If you "happen" to get something at the end of the cycle, then consider it a BONUS!" Going into a beta program with expectations of a "freebie", skews the results and poisons the program. I think in this instance, that it was probably for the best, that you left the program.


----------



## gamo62 (Oct 12, 2002)

BetaIssues said:


> It doesn't surprise me Tivo is short on beta testers. The problem with Tivo beta tests is that they are labor intensive and rewards for testers are nonexistent -- unless you count patronizing, Tivo branded trinkets a reward. If you compare Tivo beta tests to other centercode based beta tests run by other companies you will quickly discover all other companies provide far better perks; usually for far less work, too. Other companies usually provide one of the following for active beta testers:
> 
> 1. Free or discounted service.
> 2. No need to return prototype hardware. (The NDA will require that you not sell it or speak about it though)
> ...


Well, if you're looking for a "reward" for beta testing, then you are probably not the "ideal" candidate a company wants. Testers are for the most part, individuals who believe in a product, and want to have the opportunity to make it better. Obviously in your case, your priorities are mixed up, worrying about the payout rather than the purpose of the test.

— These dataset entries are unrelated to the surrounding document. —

Issue #2434, opened 2016-04-06
Got the encDemo crashed on iOS


fastxyf:
Test environment:
openh264 version : 1.4,1.5, 1.51
iOS version: 9.3
iOS Device: iPhone 5s, iPhone 6S

Test step:
1. Open codec/build/iOS/enc/encDemo/encDemo.xcodeproj
2. Disable AutoTestEnc(), 
  /*
  if (AutoTestEnc() == 0)
    NSLog (@"Auto testing running sucessfully");
  else
    NSLog (@"Auto testing running failed");
  abort();*/
3.Run encDemo , click Simple Encode Test,

APP crash, EXC_BAD_ACCESS, block in this line:pfDeblocking->pfLumaDeblockingLT4Hor (pPix, iStride, iAlpha, iBeta, iTc);

#0	0x000000010013d93c in DeblockLumaLt4H_AArch64_neon ()
#1	0x00000001001067ac in WelsEnc::FilteringEdgeLumaV(WelsEnc::tagDeblockingFunc*, WelsEnc::TagDeblockingFilter*, unsigned char*, int, unsigned char*) at /Users/Joe/temp/openh264-1.4.0/codec/encoder/core/src/deblocking.cpp:260
#2	0x0000000100106cf8 in WelsEnc::DeblockingInterMb(WelsEnc::tagDeblockingFunc*, WelsEnc::TagMB*, WelsEnc::TagDeblockingFilter*, unsigned char (*) [4][4]) at /Users/Joe/temp/openh264-1.4.0/codec/encoder/core/src/deblocking.cpp:397
#3	0x0000000100107cf4 in WelsEnc::DeblockingMbAvcbase(WelsEnc::TagWelsFuncPointerList*, WelsEnc::TagMB*, WelsEnc::TagDeblockingFilter*) at /Users/Joe/temp/openh264-1.4.0/codec/encoder/core/src/deblocking.cpp:651
#4	0x0000000100107e30 in WelsEnc::DeblockingFilterFrameAvcbase(WelsEnc::TagDqLayer*, WelsEnc::TagWelsFuncPointerList*) at /Users/Joe/temp/openh264-1.4.0/codec/encoder/core/src/deblocking.cpp:684
[...]

PR #2439, opened 2016-04-12
add missing sign extension for arm64 on deblocking_aarch64_neon.S

ruil2:
reviewed at: https://rbcommons.com/s/OpenH264/r/1589/

### DIFF
--- a/codec/common/arm64/arm_arch64_common_macro.S
+++ b/codec/common/arm64/arm_arch64_common_macro.S
@@ -62,3 +62,7 @@ ret
 .endm
 
 #endif
+
+.macro SIGN_EXTENSION arg0, arg1
+  sxtw \arg0, \arg1
+.endm
--- a/codec/common/arm64/deblocking_aarch64_neon.S
+++ b/codec/common/arm64/deblocking_aarch64_neon.S
@@ -305,6 +305,7 @@ WELS_ASM_AARCH64_FUNC_END
 WELS_ASM_AARCH64_FUNC_BEGIN DeblockLumaLt4V_AArch64_neon //uint8_t* pPix, int32_t iStride, int32_t iAlpha, int32_t iBeta, int8_t* tc
     dup v16.16b, w2 //alpha
     dup v17.16b, w3 //beta
+    SIGN_EXTENSION x1,w1
     add x2, x1, x1, lsl #1
     sub x2, x0, x2
     movi v23.16b, #128
@@ -363,8 +364,8 @@ WELS_ASM_AARCH64_FUNC_END
 WELS_ASM_AARCH64_FUNC_BEGIN DeblockLumaEq4V_AArch64_neon
     dup     v16.16b, w2 //alpha
     dup     v17.16b, w3 //beta
+    SIGN_EXTENSION x1,w1
     sub     x3, x0, x1, lsl #2
-
     ld1     {v0.16b}, [x3], x1
     ld1     {v4.16b}, [x0], x1
     ld1     {v1.16b}, [x3], x1
@@ -431,7 +432,7 @@ WELS_ASM_AARCH64_FUNC_BEGIN DeblockLumaLt4H_AArch64_neon //uint8_t* pPix, int32_
     dup v17.16b, w3 //beta
     sub x2, x0, #3
     movi v23.16b, #128
-
+    SIGN_EXTENSION x1,w1
     LOAD_LUMA_DATA_3      v0, v1, v2, v3, v4, v5, 0
     LOAD_LUMA_DATA_3      v0, v1, v2, v3, v4, v5, 1
     LOAD_LUMA_DATA_3      v0, v1, v2, v3, v4, v5, 2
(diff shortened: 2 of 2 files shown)


ruil2:
fix #2434

sijchen:
Archiving from https://rbcommons.com/s/OpenH264/r/1589/

----
**testing_done**:  
**description**:  <p>fix arm64 crash issue on iOS9.3 and Xcode7.3</p><p>git issue: https://github.com/cisco/openh264/issues/2434</p><p>I am not sure whehter it is the lastest apple compiler issue.</p><ol><li>this crash only happens on the lastest iOS version.</li><li>no crash when use -O0 optimization level on the lastest iOS version</li><li>no crash when using -O1,-O2,-O3,-Os.</li><li>X1 register isn't set zero before using it. when 32-bit variable is put into X1 register, the higher 32-bit isn't zero. which will get the very large stride and cause memory overflow. In order to fix this issue, set 0 to higher 32-bit for X1 register.</li></ol><p>if you have any good idea or suggestion, please add your comments. thanks a lot!</p>

----
 time 2016-04-12T06:26:42+00:00 
2016-04-12T06:26:42+00:00 Martin Storsj (mstorsjo):
><p>This isn't the cleanest possible fix.</p><p>The issue is that the parameter is an <code>int32_t</code>, which means that there is no guarantee that the upper half of a 64 bit register is zero - you are only supposed to look at the lower 32 bit of it.</p><p>To fix this, you can do either of these:<br />- Use <code>uxtw x1, w1</code> or <code>sxtw x1, w1</code> to do unsigned or signed extension of a 32 bit register into a 64 bit register. (In x86_64, we have the macro <code>SIGN_EXTENSION</code>, which is equivalent to using sxtw. Recently a similar fix was needed there due to newer clang versions as well, see a4e71d6662bf806e6fc55ff5d4b2ec6743dae1e3.)<br />- Make sure to use the register via the name <code>w1</code> only, not <code>x1</code>. Then you only use the lower 32 bit half.<br />- Change the parameter data type from <code>int32_t</code> to <code>ptrdiff_t</code> or maybe <code>intptr_t</code>; then you can be sure that it is a proper 64 bit type here, and the compiler will fill the whole register properly. (We don't use <code>ptrdiff_t</code> anywhere at the moment, so I don't know if that works well on all older MSVC versions or not, but we at least use <code>uintptr_t</code> already, so I think <code>intptr_t</code> should be fine as well.) If we do this, we can remove the use of the <code>SIGN_EXTENSION</code> macro in x86_64 as well, for the cases where it is changed.</p>
This isn't the cleanest possible fix.
The issue is that the parameter is an <code>int32_t</code>, which means that there is no guarantee that the upper half of a 64 bit register is zero - you are only supposed to look at the lower 32 bit of it.
To fix this, you can do either of these:<br />- Use <code>uxtw x1, w1</code> or <code>sxtw x1, w1</code> to do unsigned or signed extension of a 32 bit register into a 64 bit register. (In x86_64, we have the macro <code>SIGN_EXTENSION</code>, which is equivalent to using sxtw. Recently a similar fix was needed there due to newer clang versions as well, see a4e71d6662bf806e6fc55ff5d4b2ec6743dae1e3.)<br />- Make sure to use the register via the name <code>w1</code> only, not <code>x1</code>. Then you only use the lower 32 bit half.<br />- Change the parameter data type from <code>int32_t</code> to <code>ptrdiff_t</code> or maybe <code>intptr_t</code>; then you can be sure that it is a proper 64 bit type here, and the compiler will fill the whole register properly. (We don't use <code>ptrdiff_t</code> anywhere at the moment, so I don't know if that works well on all older MSVC versions or not, but we at least use <code>uintptr_t</code> already, so I think <code>intptr_t</code> should be fine as well.) If we do this, we can remove the use of the <code>SIGN_EXTENSION</code> macro in x86_64 as well, for the cases where it is changed.

2016-04-12T07:35:48+00:00 Karina Li (ruil2):
><p>very appreciate your comments, I will use #1 to fix this issue.</p>
very appreciate your comments, I will use #1 to fix this issue.


----
2016-04-12T08:30:55+00:00 status-change:
update by using SIGN_EXTENSION macro


----
 time 2016-04-12T08:35:08+00:00 
2016-04-12T08:35:08+00:00 Martin Storsj (mstorsjo):
><p>This looks ok to me.</p><p>We should probably also check all the places where SIGN_EXTENSION is used for x86, to see if we need to add it in more places. Right now, the code just works by coincidence, but any compiler update can break it, just as this bug report showed. We should also check any other assembly function that uses 32 bit parameters, if they also need a similar sign extension, to avoid future bugs.</p>
This looks ok to me.
We should probably also check all the places where SIGN_EXTENSION is used for x86, to see if we need to add it in more places. Right now, the code just works by coincidence, but any compiler update can break it, just as this bug report showed. We should also check any other assembly function that uses 32 bit parameters, if they also need a similar sign extension, to avoid future bugs.
Ship it!

2016-04-12T08:43:16+00:00 Karina Li (ruil2):
><p>good suggestion, we will checking the places to avoid the same issue.</p>
good suggestion, we will checking the places to avoid the same issue.


----

----

Finish archiving from https://rbcommons.com/s/OpenH264/r/1589/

And even if Tivo's testers are in short supply, I would imagine that they are some of the better ones out there. I know that you used the word "lucrative." You would not make a good beta tester. For any company. As your thoughts, first and foremost, are about compensation.


----------



## slowbiscuit (Sep 19, 2006)

This is a for-profit corporation that you are doing work for, and you don't think there should be adequate comp to test out their beta code?

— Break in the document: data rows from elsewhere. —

PR #2464, opened 2016-05-17
MVC aka Stereoscopic 3D support

bumblebritches57:
it's very basic support just to get started.


bumblebritches57:
Awesome! I was starting to wonder if you guys would ever accept it!

PR #2465, opened 2016-05-18
fix temporal layer skip issue

ruil2:
reviewed at:https://rbcommons.com/s/OpenH264/r/1602/


sijchen:
Archiving from https://rbcommons.com/s/OpenH264/r/1602/

----
**testing_done**:  
**description**:  fix temporal layer skip issue

----
 reviewer Sijia Chen (sijchen) 
 time 2016-05-18T16:33:53+00:00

This is the definition of Tivo fanboy.


----------



## innocentfreak (Aug 25, 2001)

slowbiscuit said:


> This is a for-profit corporation that you are doing work for, and you don't think there should be adequate comp to test out their beta code?
> 
> This is the definition of Tivo fanboy.


With that definition, that lumps in just about any person who has signed up for the majority of betas. Take video games alone. You have for profit companies allowing people to test their product with no comp. Apparently every person who signs up to beta test a new game that hasn't been released yet is a fanboy.


----------



## HeatherA (Jan 10, 2002)

slowbiscuit said:


> This is a for-profit corporation that you are doing work for, and you don't think there should be adequate comp to test out their beta code?
> 
> This is the definition of Tivo fanboy.


I have to say I'm proud to be a TiVo Fangirl. I'd beta test for nothing, just the opportunity to help improve a service I've used for over a dozen years and plan to continue with for the foreseeable future.

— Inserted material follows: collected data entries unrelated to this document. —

PR #2473, opened 2016-05-24
modify the interface that use a independent subseqID for each layer

ruil2:
reviewed at: https://rbcommons.com/s/OpenH264/r/1606/

### DIFF
--- a/codec/api/svc/codec_app_def.h
+++ b/codec/api/svc/codec_app_def.h
@@ -578,6 +578,11 @@ typedef struct {
   EVideoFrameType eFrameType;
   unsigned char uiLayerType;
 
+  /**
+   * The sub sequence layers are ordered hierarchically based on their dependency on each other so that any picture in a layer shall not be
+   * predicted from any picture on any higher layer.
+  */
+  int   iSubSeqId;                ///< refer to D.2.11 Sub-sequence information SEI message semantics
   int   iNalCount;              ///< count number of NAL coded already
   int*  pNalLengthInByte;       ///< length of NAL size in byte from 0 to iNalCount-1
   unsigned char*  pBsBuf;       ///< buffer of bitstream contained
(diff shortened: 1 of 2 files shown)


sijchen:
Archiving from https://rbcommons.com/s/OpenH264/r/1606/

----
**testing_done**:  
**description**:  <p>modify the interface that use a independent subseqID for each layer<br />1. remove uiTemporalId in SFrameBSInfo. this isn't be used.<br />2. each spatial layer can be controlled seperately.so we need to use a independent subseqID for each layer</p>

----
 reviewer Sijia Chen (sijchen) 
 time 2016-05-19T16:54:03+00:00 
2016-05-19T16:54:03+00:00 Sijia Chen (sijchen):
><p>if we are changing the interface this way, it will not be backward compatiable, then we need a major version upgrading along with this change.</p>
if we are changing the interface this way, it will not be backward compatiable, then we need a major version upgrading along with this change.

2016-05-20T16:02:46+00:00 Karina Li (ruil2):
><p>the existing one is 1.6. although we did not push a release for that. I am not quite sure whether we need a major version upgrade or minor version upgrade for this change. maybe you guyes can discuss in daily. but having a version upgrade will definitely align with the interface change so I will prefer to have some rather than no.</p>
1.6 version is ok?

Until this thread I never even realized beta testers got any kind of "prize" or whatnot beyond using the the software ahead of everyone else while doing the testing and have to agree with others that state if you get into it for that reason, you probably shouldn't be a tester.


----------



## lujan (May 24, 2010)

innocentfreak said:


> If you signed up to beta test for a prize, you did it for the wrong reason.
> 
> ...


That's true to some extent. After hours and hours of helping the TiVo company squash bugs, they should be willing to compensate their beta testers better as well since they're not paying us and would have to pay tester in-house to do this. I was at least expecting that they give us the full version of the TiVo Desktop and ended up with a stupid cap is what made me upset. What is the cost of the full software to compensate all the hours spent? Not much in my opinion...


----------



## lujan (May 24, 2010)

slowbiscuit said:


> This is a for-profit corporation that you are doing work for, and you don't think there should be adequate comp to test out their beta code?
> 
> This is the definition of Tivo fanboy.


I agree completely.


----------



## lujan (May 24, 2010)

gamo62 said:


> You don't beta test because you "think" that there might be a prize at the end. REAL beta testers do it to help make a product better. Not to ***** and whine about what they didn't get or should have gotten.
> 
> If you "happen" to get something at the end of the cycle, then consider it a BONUS!" Going into a beta program with expectations of a "freebie", skews the results and poisons the program. I think in this instance, that it was probably for the best, that you left the program.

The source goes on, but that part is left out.